Towner, a first-generation college student, earned his undergraduate and master’s degrees in psychology at California State University San Marcos. His initial experience in a preclinical lab involved researching adolescents and the long-term effects of drugs of abuse. “It was an area of interest that was close to home for me,” he says. “A lot of my friends and family experienced substance or alcohol use disorders.”

That research experience helped prepare Towner for the rigors of Binghamton’s program, says David F. Werner, associate professor and director of graduate studies for the Psychology Department and member of the Center for Development and Behavioral Neuroscience. “Trevor was able to hit the ground running,” he says. “He is very motivated and independent, and he is integral to a lot of research in the lab. Trevor is one of the most productive individuals to date.”
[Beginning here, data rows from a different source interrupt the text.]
Issue #1693, opened 2024-08-16
Customize `post_logout_redirect_uri` validation in OIDC RP-initiated logout


Kehrlann:
## Context

In local development scenarios, some auth servers relax some specified constraints. For example, in Tanzu, we have use-cases where we remove `redirect_uri` validation in `OAuth2AuthorizationCodeRequestAuthenticationProvider` through the `OAuth2AuthorizationCoderRequestAuthenticationProvider#setAuthenticationValidator` hook.

## Feature request

We want to turn off `post_logout_redirect_uri` validation in `OidcLogoutAuthenticationProvider`, but it is [currently hardcoded](https://github.com/spring-projects/spring-authorization-server/blob/f885df4343b4961732157238082ed5407bc5632c/oauth2-authorization-server/src/main/java/org/springframework/security/oauth2/server/authorization/oidc/authentication/OidcLogoutAuthenticationProvider.java#L129-L133).

We would like to have a similar `#setAuthenticationValidator` in `OidcLogoutAuthenticationProvider`. We are interested in the redirect uri validation, but maybe this extends to the client identity (e.g. `aud` claim).

## Workaround

For our workaround, we have custom `OidcLogoutAuthenticationProvider` that wraps around the original, and modifies the client registration (not great). We rely on our custom `RegisteredClientRepository` and `RegisteredClient` implementations:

Towner’s current research in Werner’s lab focuses on long-term behavioral and neural consequences associated with adolescent, binge-level alcohol exposure. “The research is important because of the staggering number of people who start drinking in adolescence,” Towner says. “We need to understand how our behavior and brains might change as a result of repeated exposure to ethanol during this time when the brain is undergoing substantial maturation.”

Alcohol exposure can lead to an increase in habit formation in adulthood, greater anxiety-like behavior and increases in risk taking. “What is that neural mechanism that is driving that behavioral change?” Towner asks. “Is it something that is a great enough issue to be corrected, potentially through pharmaceutical and behavioral treatment? Only through conducting the experiments will we have a better insight into future directed therapies.”